Problem details:
The answer must consist of every line in the records that contains the word "attributes".

[[ Input, beginning ]]

PR #782, opened 2026-07-23
feat(livestore): add cross-tab task example

devinjameson:
Add a LiveStore-backed task example with an Effect 4 store, event schema, OPFS adapter, and reactive query stream. Register the `livestore` example in the root development scripts and website, and document the registration checklist for future example apps.

Keep writes behind Commands and project query results into the Model through a Subscription. Report thrown Command errors through distinct Failed Messages, while Completed Messages do not claim write acknowledgement. Keep mutation errors separate from query loading and failure state.

Read and validate the completion flag through raw SQL because the pinned LiveStore snapshot fails to decode typed materializer queries in the leader worker, leaving later edits local to one tab. Cover add, toggle, clear completed, and delete across tabs.

Avoid Foldkit fallback Effect prebundle entries for this example so the LiveStore worker initializes against one module graph in development and the website playground. Pin the coherent Effect 4 snapshot until a numbered compatible release is available. Omit the redundant identity `batchUpdates` override.

Build each affected example workspace package dependencies before its browser shard so standalone playground configs resolve their package entry points in CI.

### DIFF
--- a/examples/cross-tab-tasks/src/main.fixtures.ts
+++ b/examples/cross-tab-tasks/src/main.fixtures.ts
@@ -1,0 +1,50 @@
+import { AsyncData } from 'foldkit'
+
+import { Item, Model } from './main'
+
+export const buyMilk = Item.make({
+  id: 'a',
+  text: 'Buy milk',
+  completed: false,
+  createdAt: 1000,
+})
+
+export const walkDog = Item.make({
+  id: 'b',
+  text: 'Walk the dog',
+  completed: false,
+  createdAt: 2000,
+})
+
+export const doneTask = Item.make({
+  id: 'c',
+  text: 'Done task',
+  completed: true,
+  createdAt: 3000,
+})
+
+export const readyModel = (items: ReadonlyArray<Item>): Model =>
+  Model.make({
+    items: AsyncData.Success({ data: items }),
+    newItemText: '',
+    filter: 'All',
+  })
+
+export const loadingModel: Model = Model.make({
+  items: AsyncData.Loading(),
+  newItemText: '',
+  filter: 'All',
+})
+
+export const failedModel: Model = Model.make({
+  items: AsyncData.Failure({ error: 'IndexedDB is unavailable' }),
+  newItemText: '',
+  filter: 'All',
+})
+
+export const staleModel = (items: ReadonlyArray<Item>, error: string): Model =>
+  Model.make({
+    items: AsyncData.Stale({ data: items, error }),
+    newItemText: '',
+    filter: 'All',
+  })
--- a/examples/cross-tab-tasks/src/main.ts
+++ b/examples/cross-tab-tasks/src/main.ts
@@ -1,0 +1,692 @@
+import clsx from 'clsx'
+import {
+  Array,
+  Clock,
+  Crypto,
+  Effect,
+  Layer,
+  Match as M,
+  Option,
+  Queue,
+  Schema as S,
+  Stream,
+  String,
+} from 'effect'
+import { AsyncData, Command, Runtime, Subscription } from 'foldkit'
+import { Document, Html, html } from 'foldkit/html'
+import { m } from 'foldkit/message'
+import { evo } from 'foldkit/struct'
+
+import {
+  BrowserCrypto,
+  IndexedDb,
+  IndexedDbDatabase,
+  IndexedDbTable,
+  IndexedDbVersion,
+} from '@effect/platform-browser'
+import { Button, Checkbox, Input } from '@foldkit/ui'
+
+// CONSTANT
+
+const DATABASE_NAME = 'foldkit-cross-tab-tasks'
+const OBJECT_STORE = 'items'
+const BROADCAST_CHANNEL_NAME = 'foldkit-cross-tab-tasks-changes'
+const STORE_CHANGED = 'StoreChanged'
+
+// MODEL
+
+export const Item = S.Struct({
+  id: S.String,
+  text: S.String,
+  completed: S.Boolean,
+  createdAt: S.Number,
+})
+export type Item = typeof Item.Type
+
+const Items = S.Array(Item)
+type Items = typeof Items.Type
+
+const ItemsData = AsyncData.Schema(Items, S.String)
+
+const Filter = S.Literals(['All', 'Active', 'Completed'])
+type Filter = typeof Filter.Type
+
+export const Model = S.Struct({
+  items: ItemsData.schema,
+  newItemText: S.String,
+  filter: Filter,
+})
+export type Model = typeof Model.Type
+
+// STORE
+
+class ItemsTable extends IndexedDbTable.make({
+  name: OBJECT_STORE,
+  schema: Item,
+  keyPath: 'id',
+}) {}
+
+class StoreV1 extends IndexedDbVersion.make(ItemsTable) {}
+
+class Store extends IndexedDbDatabase.make(
+  StoreV1,
+  Effect.fn(function* (query) {
+    yield* query.createObjectStore(OBJECT_STORE)
+  }),
+) {}
+
+type StoreService = IndexedDbDatabase.IndexedDbDatabase
+
+/** The Layer that opens the IndexedDB database once and shares it with every
+ *  Command and Subscription for the application's lifetime. Passed to
+ *  `makeApplication` as `resources`. `Layer.orDie` turns a failure to open the
+ *  database into a defect: if the store cannot be constructed, no Command that
+ *  reads or writes it is safe to run. */
+export const resources: Layer.Layer<StoreService> = Store.layer(
+  DATABASE_NAME,
+).pipe(Layer.provide(IndexedDb.layerWindow), Layer.orDie)
+
+// MESSAGE
+
+export const UpdatedNewItemText = m('UpdatedNewItemText', { text: S.String })
+export const SubmittedNewItem = m('SubmittedNewItem')
+export const SelectedFilter = m('SelectedFilter', { filter: Filter })
+export const ClickedToggleItem = m('ClickedToggleItem', { id: S.String })
+export const ClickedDeleteItem = m('ClickedDeleteItem', { id: S.String })
+export const ClickedClearCompleted = m('ClickedClearCompleted')
+export const ClickedRetry = m('ClickedRetry')
+export const NotifiedStoreChanged = m('NotifiedStoreChanged')
+export const CommittedToStore = m('CommittedToStore')
+export const ReceivedItems = m('ReceivedItems', { items: Items })
+export const FailedStoreOperation = m('FailedStoreOperation', {
+  error: S.String,
+})
+
+export const Message = S.Union([
+  UpdatedNewItemText,
+  SubmittedNewItem,
+  SelectedFilter,
+  ClickedToggleItem,
+  ClickedDeleteItem,
+  ClickedClearCompleted,
+  ClickedRetry,
+  NotifiedStoreChanged,
+  CommittedToStore,
+  ReceivedItems,
+  FailedStoreOperation,
+])
+export type Message = typeof Message.Type
+
+type Commands = ReadonlyArray<Command.Command<Message, never, StoreService>>
+
+// INIT
+
+export const init: Runtime.ApplicationInit<
+  Model,
+  Message,
+  void,
+  StoreService
+> = () => [
+  {
+    items: ItemsData.Loading(),
+    newItemText: '',
+    filter: 'All',
+  },
+  [LoadItems()],
+]
+
+// UPDATE
+
+const toErrorState = (
+  items: AsyncData.AsyncData<Items, string>,
+  error: string,
+): AsyncData.AsyncData<Items, string> =>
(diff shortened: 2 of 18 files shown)


examples/cross-tab-tasks/src/main.fixtures.ts
```diff
@@ -0,0 +1,51 @@
...
+  items: AsyncData.Loading(),
+  newItemText: '',
+  filter: 'All',
+}
+
+export const failedModel: Model = {
+  items: AsyncData.Failure({ error: 'IndexedDB is unavailable' }),
+  newItemText: '',
+  filter: 'All',
+}
```
devinjameson: Model.make?

examples/cross-tab-tasks/src/main.fixtures.ts
```diff
@@ -0,0 +1,51 @@
...
+
+export const staleModel = (
+  items: ReadonlyArray<typeof buyMilk>,
+  error: string,
+): Model => ({
+  items: AsyncData.Stale({ data: items, error }),
+  newItemText: '',
+  filter: 'All',
+})
```
devinjameson: Same here.

examples/cross-tab-tasks/src/main.fixtures.ts
```diff
@@ -0,0 +1,51 @@
...
+  completed: false,
+  createdAt: 2000,
+}
+
+export const doneTask = {
+  id: 'c',
+  text: 'Done task',
+  completed: true,
+  createdAt: 3000,
+}
```
devinjameson: Why no types? Can we use a Struct make here, too?

examples/cross-tab-tasks/src/main.ts
```diff
@@ -0,0 +1,686 @@
...
+// COMMAND
+
+const describeError = (error: unknown): string =>
+  error instanceof Error ? error.message : 'Something went wrong'
+
+const announceChange: Effect.Effect<void> = Effect.sync(() => {
+  const channel = new BroadcastChannel(BROADCAST_CHANNEL_NAME)
+  channel.postMessage(STORE_CHANGED)
+  channel.close()
+})
```
devinjameson, line 227: I'm not familiar with BroadcastChannel what is this?

examples/cross-tab-tasks/src/main.ts
```diff
@@ -0,0 +1,686 @@
...
+)
+
+// SUBSCRIPTION
+
+// NOTE: A BroadcastChannel never receives a message it itself sent, but every
+// other same-origin channel does, including sibling instances in the same tab.
+// Writes post on a throwaway channel (announceChange), so this long-lived
+// listener hears every commit, from this tab and every other tab alike. That
+// makes it the single reactive feed: local and remote writes both arrive here
+// and trigger the same reload.
```
devinjameson, line 341: Is this actually what someone might do in production for live syncing?

examples/cross-tab-tasks/src/main.ts
```diff
@@ -0,0 +1,686 @@
...
+      toView: attributes =>
+        h.button(
+          [
+            ...attributes.button,
+            h.Class(
+              `px-3 py-1 rounded ${
+                model.filter === filter
+                  ? 'bg-blue-500 text-white'
+                  : 'bg-gray-200 text-gray-700 hover:bg-gray-300'
+              }`,
```
devinjameson: Use clsx.

examples/cross-tab-tasks/src/main.ts
devinjameson: `BroadcastChannel` is a browser API for message passing between browsing contexts of the same origin on one device: tabs, iframes, and workers. You do `const channel = new BroadcastChannel('name')`, then `channel.postMessage(data)` delivers to every other channel of the same name (never the sender itself), and you receive via `channel.onmessage` / `addEventListener('message', ...)`. No server involved.

Here it is just the "something changed, reload" ping between tabs: a write posts on a throwaway channel (`announceChange`), and the long-lived listener in the Subscription hears it and reruns `LoadItems`. Because a channel never receives its own posts, the writing tab's own reload comes from the Subscription's separate channel instance, which is why there's a `NOTE` on that block.

Docs: https://developer.mozilla.org/en-US/docs/Web/API/BroadcastChannel

---

examples/cross-tab-tasks/src/main.ts
devinjameson: Depends which axis of "live syncing":

- **Same-device, cross-tab: yes.** `BroadcastChannel` (or a `SharedWorker` / leader tab) is exactly what production apps use to keep tabs consistent, e.g. auth/session, cart, unread counts.
- **Cross-device or multi-user: no.** That needs a server (WebSocket/SSE) or a sync engine that handles replication and conflict merge: LiveStore, Replicache, ElectricSQL, PowerSync, or Yjs/CRDTs. `BroadcastChannel` cannot leave the device.

One production caveat even for the cross-tab case: this reloads the whole projection on every change, which is fine for a small local dataset but a real store uses incremental/reactive queries instead of re-reading everything.

So this example is realistic for the cross-tab slice, and it's the local half of a local-first stack. The sync backend is the missing half, which is the LiveStore point in the README.

---

examples/cross-tab-tasks/src/main.fixtures.ts
devinjameson: Yes, good call. Switched the fixtures to the schema constructors: `Item.make({...})` for the task fixtures and `Model.make({...})` for the models (exported `Item` from `main.ts` for this). The builders are now typed `ReadonlyArray<Item> → Model`, so the fixtures carry real types instead of inferred literals. Matches the `.make` pattern in `api-cache/data.ts` and `charting/main.fixtures.ts`. Done in 83b5a57.

---

technoplato:
> Writes go through Commands that mutate the object store and announce
the change over a BroadcastChannel. 

Interesting choice to broadcast the state change rather than the message. What was your thinking there? Just curious.

devinjameson:
> > Writes go through Commands that mutate the object store and announce
> > the change over a BroadcastChannel.
> 
> Interesting choice to broadcast the state change rather than the message. What was your thinking there? Just curious.

@technoplato This whole thing is awkward and unfinished in its current form, very much WIP. I want to use LiveStore once it's on Effect v4 (Maybe it is now? Need to check.), so this is basically what the agent initially generated plus some cursory review. I often open PRs for work that's in flight, just to keep track. As to why it's like this right now: `announceChange` just says, "Store changed. Read it again from IndexedDB." So it's kind of broadcasting the state change, but to be clear it's broadcasting *that* state changed. There's no need to broadcast the Message because every tab is reading the same IndexedDB, which is the source of truth.

.github/workflows/examples-e2e.yml
```diff
@@ -64,7 +64,14 @@ jobs:
...
       - name: Build E2E prerequisites
-        run: pnpm --filter foldkit --filter @foldkit/markdown --filter @foldkit/vite-plugin build
+        env:
+          EXAMPLES: ${{ matrix.examples }}
+        run: |
+          filters=()
+          for example in $EXAMPLES; do
+            filters+=(--filter "{examples/$example}^...")
+          done
+          pnpm -r "${filters[@]}" run --if-present build
```
devinjameson: Why this chnage?

examples/cross-tab-tasks/src/main.fixtures.ts
devinjameson: should be main.fixture.ts

examples/cross-tab-tasks/src/main.fixtures.ts
```diff
@@ -0,0 +1,50 @@
...
+})
+
+export const doneTask = Item.make({
+  id: 'c',
+  text: 'Done task',
+  completed: true,
+  createdAt: 3000,
+})
+
+export const readyModel = (items: ReadonlyArray<Item>): Model =>
```
devinjameson: why not successModel?

examples/cross-tab-tasks/src/main.fixtures.ts
```diff
@@ -0,0 +1,50 @@
...
+    filter: 'All',
+  })
+
+export const loadingModel: Model = Model.make({
+  items: AsyncData.Loading(),
+  newItemText: '',
+  filter: 'All',
+})
+
+export const failedModel: Model = Model.make({
```
devinjameson: why not failureModel?

examples/cross-tab-tasks/src/main.ts
```diff
@@ -0,0 +1,549 @@
...
+import { Button, Checkbox, Input } from '@foldkit/ui'
+
+import { Item, Items, events, tables } from './schema'
+import { ItemsStore } from './store'
+
+export { Item }
+
+// MODEL
+
+const ItemsData = AsyncData.Schema(Items, Schema.String)
```
devinjameson: Should this be itemsAsyncData?

examples/cross-tab-tasks/src/main.ts
```diff
@@ -0,0 +1,549 @@
...
+
+const Filter = Schema.Literals(['All', 'Active', 'Completed'])
+type Filter = typeof Filter.Type
+
+export const Model = Schema.Struct({
+  items: ItemsData.schema,
```
devinjameson: itemsAsyncData?

devinjameson: or do we not typically name async data that way?

devinjameson: i think i prefer suffixing generally b/c then its clear its not just items

examples/cross-tab-tasks/src/main.ts
```diff
@@ -0,0 +1,549 @@
...
+type UpdateReturn = Update.Return<Model, Message, ItemsStore>
+
+const toErrorState = (
+  items: AsyncData.AsyncData<Items, string>,
+  error: string,
+): AsyncData.AsyncData<Items, string> =>
+  Option.match(AsyncData.getData(items), {
+    onNone: () => ItemsData.Failure({ error }),
+    onSome: data => ItemsData.Stale({ data, error }),
+  })
```
devinjameson: for some reason getting the data as an option and then matching to make an async data again seems kinda odd, is there a more clear way to manage this?

examples/cross-tab-tasks/src/main.ts
```diff
@@ -0,0 +1,549 @@
...
+    newItemText: '',
+    filter: 'All',
+  },
+})
+
+// UPDATE
+
+type UpdateReturn = Update.Return<Model, Message, ItemsStore>
+
+const toErrorState = (
```
devinjameson: dont love this name b/c its not clear in the context of this file what the to/from are

examples/cross-tab-tasks/src/main.ts
```diff
@@ -0,0 +1,549 @@
...
+  })
+
+// COMMAND
+
+const describeError = (error: unknown): string =>
+  error instanceof Error ? error.message : 'Something went wrong'
+
+export const AddItem = Command.define('AddItem', {
+  args: { text: Schema.String },
+  messages: [Message.CompletedAddItem, Message.FailedStoreOperation],
```
devinjameson: shouldnt this be SucceededAddItem or FailedAddItem?

examples/cross-tab-tasks/src/main.ts
```diff
@@ -0,0 +1,549 @@
...
+      const crypto = yield* Crypto.Crypto
+      const id = yield* crypto.randomUUIDv4
+      const createdAt = yield* Clock.currentTimeMillis
+      const store = yield* ItemsStore
+
+      yield* Effect.try(() =>
+        store.commit(
+          events.itemAdded({ id, text, completed: false, createdAt }),
+        ),
+      )
```
devinjameson: Would it be better for this demo if this were abstracted so we weren't Effect.try'ing here but store.commit itself were an Effect? also im surprised livestore doesnt have effect bindings?

examples/cross-tab-tasks/src/main.ts
```diff
@@ -0,0 +1,549 @@
...
+        Effect.succeed(
+          Message.FailedStoreOperation({ error: describeError(error) }),
+        ),
+      ),
+    ),
+})
+
+export const ToggleItem = Command.define('ToggleItem', {
+  args: { id: Schema.String },
+  messages: [Message.CompletedToggleItem, Message.FailedStoreOperation],
```
devinjameson: Same q here re naming

examples/cross-tab-tasks/src/main.ts
```diff
@@ -0,0 +1,549 @@
...
+})
+
+// SUBSCRIPTION
+
+const streamItems: Stream.Stream<Message, never, ItemsStore> = Stream.unwrap(
+  Effect.map(ItemsStore, store =>
+    store
+      .subscribeStream(tables.items.orderBy('createdAt', 'asc'))
+      .pipe(Stream.map(items => Message.ReceivedItems({ items }))),
+  ),
```
devinjameson: this is fine but i feel like Effect.gen is better for example apps b/c it reads more clear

[[ Input, end ]]

Reply to the exercise:
+      toView: attributes =>
+            ...attributes.button,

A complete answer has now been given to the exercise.